Stored data entries
- - - -

PR #896, opened 2015-10-14
Board detect

mbelluzzo:
Fix minnow name because I f**k up and applied k-s suggested name without test <because had lost the minnow to someone else already>.

Add detection to "raspberry pi", actually it's processor. I couldn't find a way to detect that the processor was actually on a raspberry board.

### DIFF
--- a/data/jsons/board_detect.json
+++ b/data/jsons/board_detect.json
@@ -38,7 +38,7 @@
      ]
     },
     {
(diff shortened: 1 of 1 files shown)


brunobottazzini:
:+1:  for invalid char in minnowboard name.

I have tested it here and the warning has disappeared.

Thanks!

PR #897, opened 2015-10-14
Add nodes to extract data from JSON using JSON path

otaviobp:
To extract data from complex JSON objects and JSON arrays, we need to
create multiple json/object-get-key and json/array-get-index to find the
desired elements.

Nodes json/object-get-path and json/array-get-path were created to
extract inner data from JSON elements using a single path that points to
the specific desired element.

JSON path follows specification from http://goessner.net/articles/JsonPath/,
but multiple elements extraction was not implemented

### DIFF
--- a/src/modules/flow/converter/converter.c
+++ b/src/modules/flow/converter/converter.c
@@ -2127,13 +2127,25 @@ timestamp_error:
     return 0;
 }
 
-static bool
+static struct sol_blob *
 json_validate(struct sol_blob *blob, enum sol_json_type type)
 {
     struct sol_json_scanner scanner;
+    char *p;
+    size_t size;
+
+    p = (char *)blob->mem + blob->size - 1;
+    while (isspace(*p))
+        p--;
+    size = p - (char *)blob->mem + 1;
+
+    if (size < blob->size)
+        blob = sol_blob_new(SOL_BLOB_TYPE_NOFREE, blob, blob->mem, size);
 
     sol_json_scanner_init(&scanner, blob->mem, blob->size);
-    return sol_json_is_valid_type(&scanner, type);
+    if (sol_json_is_valid_type(&scanner, type))
+        return blob;
+    return NULL;
 }
 
 static int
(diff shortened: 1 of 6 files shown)


otaviobp:
I just did a push -f (as no one has commented yet) to add extra tests and fix a minor mistake I did

src/modules/flow/converter/converter.c
```diff
@@ -2127,13 +2127,25 @@ string_to_timestamp_convert(struct sol_flow_node *node, void *data, uint16_t por
...
+static struct sol_blob *
 json_validate(struct sol_blob *blob, enum sol_json_type type)
 {
     struct sol_json_scanner scanner;
+    char *p;
+    size_t size;
+
+    p = (char *)blob->mem + blob->size - 1;
+    while (isspace(*p))
+        p--;
```
lpereira: Buffer underrun here: if string is comprised solely of spaces, `p--` may go past it. Ensure `p >= blob->mem` in the `while` condition.

src/modules/flow/json/json.c
```diff
@@ -90,15 +120,72 @@ create_sub_json(struct sol_blob *parent, struct sol_json_scanner *scanner, struc
 }
 
 static bool
-json_object_search_for_token(struct sol_json_scanner *scanner, const char *key, struct sol_json_token *value)
+_get_next_slice(const struct sol_str_slice path, struct sol_str_slice *slice)
```
lpereira: This function is pretty tough to review. Maybe you could use the FBP lexer/parser as an inspiration?

src/modules/flow/json/json.c
```diff
@@ -186,28 +273,163 @@ send_token_packet(struct sol_flow_node *node, struct sol_json_scanner *scanner,
...
+    const char *end, *p, *p2;
+    char *dest = NULL, *last;
+
+    end = slice.data + slice.len;
+    for (p = slice.data + 2; p < end; p = p2 + 1) {
+        p2 = memchr(p, '\'', end - p);
+        if (!p2 || p2 == end - 2)
+            break;
+        if (!dest) {
+            dest = malloc(slice.len - 5);
```
lpereira: Too many magic numbers and variables with meaningless names. I'm not sure what they mean.

src/modules/flow/json/json.c
```diff
@@ -186,28 +273,163 @@ send_token_packet(struct sol_flow_node *node, struct sol_json_scanner *scanner,
...
+                scanner.current = value.start;
+                continue;
+            }
+            break;
+        case SOL_JSON_TYPE_ARRAY_START:
+            if (_sol_json_loop_helper_init(&scanner, &token,
+                SOL_JSON_TYPE_ARRAY_START) != SOL_JSON_LOOP_REASON_OK)
+                goto error;
+
+            if (*key_slice.data != '[' || *(key_slice.data + 1) == '\'')
```
lpereira: Why not just `if (!strncmp(key_slice.data, "['", 2))`?

PR #899, opened 2015-10-15
generator: Fix memory leak

ceolin:


ceolin:
@cabelitos the others return don't have problem because it's already keeping the reference to the allocated memory.

ceolin:
merged, thanks !

PR #900, opened 2015-10-15
JSON unescape of unicode chars to utf-8 was incorrect

otaviobp:
The implementation of sol_json_token_get_unescaped_string was converting
unicode number to utf-8 in an incorrect way. The conversion is a bit
more complex than what was implemented.

This patch fixes this issue and also adds a test to check unicode
conversions

### DIFF
--- a/src/lib/parsers/sol-json.c
+++ b/src/lib/parsers/sol-json.c
@@ -690,6 +690,24 @@ sol_json_serialize_boolean(struct sol_buffer *buffer, bool val)
     return 0;
 }
 
+static int
+_hex_decode(const char *p, uint8_t *val)
+{
+    int16_t n;
+    char hexdigits[3], *endptr;
+
+    hexdigits[2] = '\0';
+    memcpy(hexdigits, p, 2);
+    errno = 0;
+    n = strtoul(hexdigits, &endptr, 16);
+    SOL_INT_CHECK(errno, > 0, -errno);
+    if (n < 0 || n > UINT8_MAX || endptr != hexdigits + 2)
+        return -EINVAL;
+
+    *val = n;
+    return 0;
+}
+
 SOL_API int
 sol_json_token_get_unescaped_string(const struct sol_json_token *token, struct sol_buffer *buffer)
 {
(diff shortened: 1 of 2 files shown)


src/lib/parsers/sol-json.c
```diff
@@ -690,6 +690,24 @@ sol_json_serialize_boolean(struct sol_buffer *buffer, bool val)
...
+static int
+_hex_decode(const char *p, uint8_t *val)
+{
+    int16_t n;
+    char hexdigits[3], *endptr;
+
+    hexdigits[2] = '\0';
+    memcpy(hexdigits, p, 2);
+    errno = 0;
+    n = strtoul(hexdigits, &endptr, 16);
```
lpereira: `strtoul()` returns an `unsigned long`, and the return value is being truncated to an `int16_t`.

lpereira: Maybe this is faster/clearer?

      bool
      parse_hex_digit(uint8_t digit, uint8_t *nibble)
      {
        if (digit >= '0' && digit <= '9') {
          *nibble = digit - '0';
          return true;
        }
        if (digit >= 'a' && digit <= 'f') {
          *nibble = digit - 'a';
          return true;
        }
        if (digit >= 'A' && digit <= 'F') {
          *nibble = digit - 'A';
          return true;
        }

        return false;
      }
   
      int
      parse_hex(char *in, uint8_t *out)
      {
        uint8_t nibble;

        if (!parse_hex_digit(in[0], &nibble))
          return -EINVAL;

        *out = nibble;

        if (!parse_hex_digit(in[1], &nibble))
          return -EINVAL;

        *out = (*out << 4) | nibble;

        return 0;
      }

otaviobp: not a bad idea

otaviobp: And strtoul returns negative numbers casted as unsined int. I am getting it as a signed int to check for negative values. But anyway I prefer your other solution

lpereira: The thing is: they're being truncated to a 16-bit int from a 64-bit unsigned int. That's not going to work well. :)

- - - -

**Task requirements**
Working down from the line that contains "digit - '0';", retype each line exactly through the last line of the data, and give nothing else.

**Response for this exercise**
          *nibble = digit - '0';
          return true;
        }
        if (digit >= 'a' && digit <= 'f') {
          *nibble = digit - 'a';
          return true;
        }
        if (digit >= 'A' && digit <= 'F') {
          *nibble = digit - 'A';
          return true;
        }

        return false;
      }
   
      int
      parse_hex(char *in, uint8_t *out)
      {
        uint8_t nibble;

        if (!parse_hex_digit(in[0], &nibble))
          return -EINVAL;

        *out = nibble;

        if (!parse_hex_digit(in[1], &nibble))
          return -EINVAL;

        *out = (*out << 4) | nibble;

        return 0;
      }

otaviobp: not a bad idea

otaviobp: And strtoul returns negative numbers casted as unsined int. I am getting it as a signed int to check for negative values. But anyway I prefer your other solution

lpereira: The thing is: they're being truncated to a 16-bit int from a 64-bit unsigned int. That's not going to work well. :)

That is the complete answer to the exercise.